Lines from the top of the entries through the line that has "I want to replace" must be duplicated exactly, and no others.

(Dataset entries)
* * * * *

Issue #175, opened 2019-04-05
Add support for section wrapping of header identifiers


clecat:
Hello,
I'm currently working on [ocaml-mdx](https://github.com/realworldocaml/mdx) which uses pandoc in order to generate html code from the markdown files.
I want to replace it for omd in order to avoid a Sys.command call and for more portability.
But the problem is that we are using the "--section-divs" argument, which does the following:
> Wrap sections in \<section> tags, and attach identifiers to the enclosing \<section> rather than the header itself.

Generating this:
```
<section id="test0--toto--and-titi" class="level1">
<h1>Test0, -toto- and titi</h1>
<p>toto</p>
</section>
```
Instead of this:
```
<h1 id="Test0-toto-and-titi">Test0, -toto- and titi</h1>
<p>toto</p>
```

As far as I know, omd does not currently support such thing.
Does it seems reasonable to add support for it ? (in the binary and the library API)

nojb:
`omd` was recently rewritten (#174, no release yet) but the new API should allow to add this without much trouble. You would need to do 2 easy things:
1) Rewrite the implementation of the HTML printer to use an open recursion style (https://github.com/ocaml/omd/blob/master/src/html.ml#L135) so that individual cases can be overriden by the library client code, and
2) in `ocaml-mdx` you would need override the `heading` method of the HTML printer to keep track of the section scope and insert the `section` tags as needed.

Neither of the two items are particularly difficult and they would be a nice intro if you are interested to dig a little deeper into `omd`. I am glad to help you along, but I don't have time at the moment to work on them myself.

clecat:
Nice thanks, I will give it a try as soon as possible :)

clecat:
Okay so, does using a functor looks to you ?
Something like that:
We have a base module containing a dumping function for every case of the ast.
We use it for generating a new To_html module via a functor.
And a user who wants to override a function simply creates a module including the base module and redefining the function.

nojb:
That's one possibility. You could also use objects. My preferred approach, however, is to be low-tech and just use records:
```ocaml
type printer =
  {
    block: printer -> Buffer.t -> inline block -> unit;
    paragraph: printer -> Buffer.t -> inline -> unit;
    blockquote: printer -> Buffer.t -> inline block list -> unit;
    (* rest of cases for blocks *)
    inline: printer -> Buffer.t -> inline -> unit;
    html: printer -> Buffer.t -> string -> unit;
    (* rest of cases for inlines *)
  }
```

[...]

PR #185, opened 2019-04-30
Added printer implementation for dumping modifications from the user

clecat:
This pull request is part of the work needed for this [issue](https://github.com/ocaml/omd/issues/175):
In order to modify the behaviour of omd from the user, I added a printer record, containing the printing functions.
It allows the user to redefine their behaviour by creating a new record with the new functions, then give it as an argument for the to_html function.

For example, the following code wraps the headings in a section (ugly code, could be better, just for example):
```ocaml
let printer =
  let headings = ref [] in
  in
  let print_heading (p: Omd.printer) b (i, md) =
    let f j =
      if i <= j
      then
        (Buffer.add_string b (Printf.sprintf "</section>\n"); false)
      else
        true in
    headings := i::(List.filter f !headings);
    let id = Buffer.create 64 in
    Buffer.add_string b (Printf.sprintf "<section>\n<h%d>" (Bytes.to_string (Buffer.to_bytes id)) i i);
    p.inline p b md;
    Buffer.add_string b (Printf.sprintf "</h%d>" i);
  in
  let finish_print _ b =
    List.iter (fun _ -> Buffer.add_string b (Printf.sprintf "</section>\n")) !headings
  in
  { Omd.default_printer with heading = print_heading; finish = finish_print }

let omd input output =
  let output = open_out_bin output in
  let process ic =
    let md = Omd.of_channel ic in
    output_string output (Omd.to_html ~printer md);
    flush output
  in
  let ic = open_in input in
  match process ic with
  | () -> close_in ic
  | exception e -> close_in_noerr ic; raise e
```

This is more a draft than a final work, so reviews would be really appreciated :)

### DIFF
--- a/src/ast.ml
+++ b/src/ast.ml
@@ -1,13 +1,3 @@
-[@@@warning "-30"]
-
-type list_kind =
-  | Ordered of int * char
-  | Unordered of char
-
-type list_style =
-  | Loose
-  | Tight
-
 type 'a link_def =
   {
     label: 'a;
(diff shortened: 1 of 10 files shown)


src/html.ml
```diff
@@ -1,5 +1,29 @@
 open Ast
 
+type printer =
+  {
+    start: printer          -> Buffer.t -> inline block list                                             -> unit;
```
nojb:
```suggestion
    document: printer          -> Buffer.t -> inline block list                                             -> unit;
```

src/html.ml
```diff
@@ -1,5 +1,29 @@
...
+    finish: printer         -> Buffer.t                                                                  -> unit;
```
nojb: This one does not need to be part of the API. One can always override `document` (i.e. `start` above) to perform some work after the processing of the document is finish.

src/html.ml
```diff
@@ -1,5 +1,29 @@
...
+    block: printer          -> Buffer.t -> inline block                                                  -> unit;
+    paragraph: printer      -> Buffer.t -> inline                                                        -> unit;
+    blockquote: printer     -> Buffer.t -> inline block list                                             -> unit;
+    list: printer           -> Buffer.t -> list_kind * list_style * inline block list list               -> unit;
```
nojb: Since these are functions we could use multiple arguments instead of tuples. Even better, why not define suitable record types and use them both for the types `block` and `inline` and here?

src/html.ml
```diff
@@ -77,128 +101,215 @@ let text_of_inline ast =
...
+  | Hard_break ->
+    p.hard_break p b
+  | Soft_break ->
+    p.soft_break p b
+  | Html body ->
+    p.html p b body
+  | Link (kind, link) ->
+    p.link p b (kind, link)
+  | Ref (kind, md, link) ->
+    p.ref p b (kind, md, link)
```
nojb: It looks like you are not using `ocp-indent`.

clecat: Yes my bad, will do it now

src/html.ml
clecat: Indeed, I kept the tuples without thinking about it, thx

src/html.ml
clecat: Do you want me to use ocaml-format as well ?

nojb: No, I haven't looked into it yet. Let's leave that for later.

clecat:
I havent done the record types idea yet, but the other reviews were taken into account

src/omd.mli
```diff
@@ -55,10 +55,14 @@ type inline =
 type t = inline block list
 (** A markdown document *)
 
+type printer = Html.printer
```
nojb: Shouldn't we re-export the type here (`type printer = Html.printer = {...}`), since we don't expose the `Html` submodule?

nojb:
Where are we with this? If you prefer we could leave the improvement of types (using records) for later.

clecat:
Sorry, I didn't take the time to do that lately, I suppose we could, but it should not take too much time, I will work on it tomorrow

nojb:
Sure, no problem!

clecat:
I did it. However I'm not sure that's what you expected, tell me if you want me to change that

src/ast.ml
```diff
@@ -39,28 +54,45 @@ type link_kind =
   | Img
   | Url
 
-type inline =
+type emph =
+  {
+    kind: emph_kind;
+    style: emph_style;
+    md: inline;
+  }
```
nojb: One possibility is to use different modules to group types for each node type, e.g.:
```
module Emph = struct
  type inline
  type kind = (* definition of type emph_kind *)
  type style = (* emph_style *)
  type 'inline t =
    { style: style;
      kind: kind;
      content: 'inline }
end 
```
Similarly for modules `Link`, `Ref`, `Code_block` and `List`. The type argument to `t` is not very nice but it is necessary to break the recursion.

What do you think?

clecat: Seems good, I will give it a try (sorry for the delay)

nojb: Sure, no worries! Am not 100% this is the best design, but I feel it is worth a try.

clecat: I had no time to do it last week, but it's done now. It looks like it's working properly, and it cleans a few things.

I removed the `type inline`, I did not see the interest of it

clecat:
Ok, it works, I tried using it with mdx and I was able to do what I wanted.
There is place for improvement, but for now, it seems usable

nojb:
> Ok, it works, I tried using it with mdx and I was able to do what I wanted.
> There is place for improvement, but for now, it seems usable

Great! I will read the code more attentively later today and merge. Thanks!

nojb:
Looks good, thanks!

* * * * *

[Solution for this task]:
Issue #175, opened 2019-04-05
Add support for section wrapping of header identifiers


clecat:
Hello,
I'm currently working on [ocaml-mdx](https://github.com/realworldocaml/mdx) which uses pandoc in order to generate html code from the markdown files.
I want to replace it for omd in order to avoid a Sys.command call and for more portability.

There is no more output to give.